ACTIVITY: Whenever a line below includes the string "changes", show it.

[Collected data]
PR #368, opened 2020-04-15
feat: migrate 4 chart plugins

kristw:
🏆 Enhancements

Migrate `paired-t-test`, `parallel-coordinates`, `partition` and `pivot-table`.


plugins/legacy-plugin-chart-pivot-table/src/PivotTable.js
```diff
@@ -0,0 +1,110 @@
...
+  $container.find('tbody tr').each(function eachRow() {
+    $(this)
+      .find('td')
+      .each(function each(i) {
+        const metric = cols[i];
+        const format = columnFormats[metric] || numberFormat || '.3s';
+        const tdText = $(this)[0].textContent;
+        if (!Number.isNaN(tdText) && tdText !== '' && tdText.trim().toLowerCase() !== 'null') {
+          $(this)[0].textContent = formatNumber(format, tdText);
+          $(this).attr('data-sort', tdText);
```
ktmud, line 77: Note: null values are handled differently in charts. I just changed Big Number to render it as "N/A". Probably makes sense to consolidate the behaviors as we move along refactoring charts.

kristw: Umm, perhaps we should discuss with Erik before changing that. He was doing work on missing data earlier.

PR #369, opened 2020-04-15
build: add github workflow for build and test

kristw:
🏠 Internal

Try using github actions for ci

### DIFF
--- a/.github/workflows/ci.yml
+++ b/.github/workflows/ci.yml
@@ -54,7 +54,7 @@ jobs:
         fail_ci_if_error: true
 
     # - if: github.ref == 'refs/heads/master'
-    - if: github.ref == 'refs/heads/kristw-ci'
+    if: github.ref == 'refs/heads/kristw-ci'
       steps:
       - name: Configure npm and git
         run: |
--- a/.github/workflows/ci.yml
+++ b/.github/workflows/ci.yml
@@ -1,6 +1,9 @@
 name: Node.js CI
 
-on: [push, pull_request]
+on:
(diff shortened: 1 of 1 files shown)


.github/workflows/ci.yml
```diff
@@ -0,0 +1,57 @@
+name: Node.js CI
+on:
+  push:
+    branches: [ master ]
+  pull_request:
+    branches: [ master ]
```
ktmud, line 6: Should probably enable pull requests on non-master branch (i.e, feature branch), too.

.github/workflows/ci.yml
```diff
@@ -0,0 +1,54 @@
+name: Node.js CI
+
+on: [ push ]
```
ktmud, line 3: Does this mean the job will not run on pull requests?

kristw: It does. I had both `push` and `pull_request` at first and it ends up running the test twice.

kristw: Looked up a few repos and `vega-lite` use this for the tests. This should mean any push to any branch.

ktmud: `pull_request` is still different though because it runs on the merged code. If the PR branch didn't rebase before merge, the merged code could still break.

kristw: umm, that makes sense now. i will add back the `pull_request`

kristw:
@ktmud green now. If approve, i'll merge and disable travis. Then work on the auto-publish in separate pr.

PR #375, opened 2020-04-17
feat: migrate chart plugins

kristw:
🏆 Enhancements

Migrate
* force directed
* histogram
* mapbox
* rose
* sankey
* sankey loop
* sunburst
* treemap
* world map

Most of the changes are `eslint` auto fix via `yarn lint:fix`.
And update storybook structure to match the new way.


plugins/legacy-plugin-chart-sunburst/src/Sunburst.js
```diff
@@ -58,6 +58,75 @@ function getAncestors(node) {
   return path;
 }
 
+function buildHierarchy(rows) {
```
kristw, line 61: Just move function outside

kristw:
Removal PR: https://github.com/apache-superset/superset-ui-plugins/pull/440

PR #969, opened 2021-02-20
fix(chart-controls): expose datasource for some controls

ktmud:
🏠 Internal

Expose current `datasource` to the state of `adhoc_filters` and `time_range` control and clean up the `provideFormDataToProps` option. We should just be explicit what prop to expose in `mapStateToProps` so controls don't get unnecessarily re-rendered because of form data updates from other unrelated controls.

`superset-frontend` has some related changes: https://github.com/apache/superset/pull/13221

### Test Plan

Manual verification in Superset via npm link:

- Make sure both controls still work
- Make sure changing dataset will reset time filter to default value ("Last week")


villebro (approved):
LGTM

PR #970, opened 2021-02-22
chore: upgrade node to v14

ktmud:
🏆 Enhancements
🏠 Internal

superset-frontend has upgrade node to v14. Let's do it for superset-ui as well.

Related https://github.com/apache/superset/pull/13215


etr2460 (approved):
the yarn.lock file change is a bit weird. Otherwise lgtm

ktmud:
@etr2460 I think it was from #961 but `yarn.lock` was not updated with that PR.

PR #978, opened 2021-02-25
feat: implement drag and drop filters controls

kgabryje:
🏆 Enhancements

Based on https://github.com/apache-superset/superset-ui/pull/967 by @zhaoyongjie 

CC: @villebro @junlincc

### DIFF
--- a/packages/superset-ui-chart-controls/src/shared-controls/dndControls.tsx
+++ b/packages/superset-ui-chart-controls/src/shared-controls/dndControls.tsx
@@ -70,3 +70,18 @@ export const dndEntity: typeof dndGroupByControl = {
   validators: [validateNonEmpty],
   description: t('This defines the element to be plotted on the chart'),
 };
+
+export const dnd_adhoc_filters: SharedControlConfig<'DndFilterSelect'> = {
+  type: 'DndFilterSelect',
+  label: t('Filters'),
+  default: null,
+  description: '',
+  mapStateToProps: ({ datasource, form_data }) => ({
+    columns: datasource?.columns.filter(c => c.filterable) || [],
+    savedMetrics: datasource?.metrics || [],
+    // current active adhoc metrics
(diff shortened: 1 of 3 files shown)


packages/superset-ui-chart-controls/src/shared-controls/dndControls.tsx
```diff
@@ -0,0 +1,87 @@
...
+  ...dndGroupByControl,
+  label: t('Entity'),
+  default: null,
+  multi: false,
+  validators: [validateNonEmpty],
+  description: t('This defines the element to be plotted on the chart'),
+};
+
+export const dnd_adhoc_filters: SharedControlConfig<'FilterColumnSelect'> = {
+  type: 'FilterColumnSelect',
```
zhaoyongjie, line 75: please use `dnd` as the control name prefix.

zhaoyongjie:
I personally suggest not to make generic components now. The main reason is that these components are completely inconsistent in function, and we should not do such maintenance that increases complexity.

#### For dimension(group by) selector
1. columns (can shift between)
2. Level columns(AKA hierarchy) (there may be folding between levels, can not shift between)
3. [columns set](https://help.tableau.com/current/pro/desktop/en-us/sortgroup_sets_create.htm)(such as generate `case...when...` clause)

#### For filter selector, Superset is now just a simple dimension filter
1. If we want to drag saved_metric to generate a having clause,  we need to enable metic drop to filter
2. columns, or top level of hierarchy
3. Drag into different types of columns should have different filter

#### For metric selector
1. columns ( generate ad-hoc metric)
2. saved_metric

packages/superset-ui-chart-controls/src/shared-controls/dndControls.tsx
kgabryje: Done, I renamed it to DndFilterSelect

villebro (approved):
LGTM

PR #982, opened 2021-03-01
feat(core): copy feature flags from main repo

villebro:
🏆 Enhancements
This copies over the feature flag functionality from `apache/superset` to make it easier to conditionally enable features in `superset-ui`.

### DIFF
--- a/packages/superset-ui-core/test/utils/featureFlag.test.ts
+++ b/packages/superset-ui-core/test/utils/featureFlag.test.ts
@@ -16,13 +16,18 @@
  * specific language governing permissions and limitations
  * under the License.
  */
-export { default as convertKeysToCamelCase } from './convertKeysToCamelCase';
-export { default as ensureIsArray } from './ensureIsArray';
-export { default as isDefined } from './isDefined';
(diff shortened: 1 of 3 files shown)


ktmud (approved):

packages/superset-ui-core/test/utils/featureFlag.test.ts
```diff
@@ -0,0 +1,33 @@
...
+ * KIND, either express or implied.  See the License for the
+ * specific language governing permissions and limitations
+ * under the License.
+ */
+
+import { FeatureFlag, isFeatureEnabled } from '../../src';
+
+describe('isFeatureFlagEnabled', () => {
+  window.featureFlags = {
+    [FeatureFlag.CLIENT_CACHE]: true,
```
ktmud, line 24: Nit: flags in tests should probably be test specific because other regular features flags may be eventually cleaned up.

villebro: That's a good point, I will address this next time I'm in here

PR #986, opened 2021-03-03
fix: show question mark icon when can not infer datatype

zhaoyongjie:
🐛 Bug Fix
minor fix, show question mark icon when can not infer data type in datasource panel

image

### DIFF
--- a/packages/superset-ui-chart-controls/src/components/ColumnTypeLabel.tsx
+++ b/packages/superset-ui-chart-controls/src/components/ColumnTypeLabel.tsx
@@ -23,7 +23,7 @@ export type ColumnTypeLabelProps = {
 };
 
 export function ColumnTypeLabel({ type }: ColumnTypeLabelProps) {
-  let stringIcon = '';
+  let stringIcon;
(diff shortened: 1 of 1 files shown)


ktmud:
Are we sure question mark is the icon we want to use? Adding a question mark here makes it feel like there is something wrong and it needs user attention or intervention, while in fact, they should not have to worry about it because we _should_ be able to infer all column types based on database engine specs.

villebro (approved):
I like it! @mihir174 WDYT?

villebro:
> Are we sure question mark is the icon we want to use? Adding a question mark here makes it feel like there is something wrong and it needs user attention or intervention, while in fact, they should not have to worry about it because we _should_ be able to infer all column types based on database engine specs.

I feel we should aim for being able to infer all column types - therefore having a question mark pop up when this was not the case seems like a good annoyance to provoke fixing it/opening a ticket on GH.

zhaoyongjie:
This is not an elegant solution. But it may be better than blank.

pkdotson (approved):
LGTM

EXERCISE SOLUTION:
Most of the changes are `eslint` auto fix via `yarn lint:fix`.
`superset-frontend` has some related changes: https://github.com/apache/superset/pull/13221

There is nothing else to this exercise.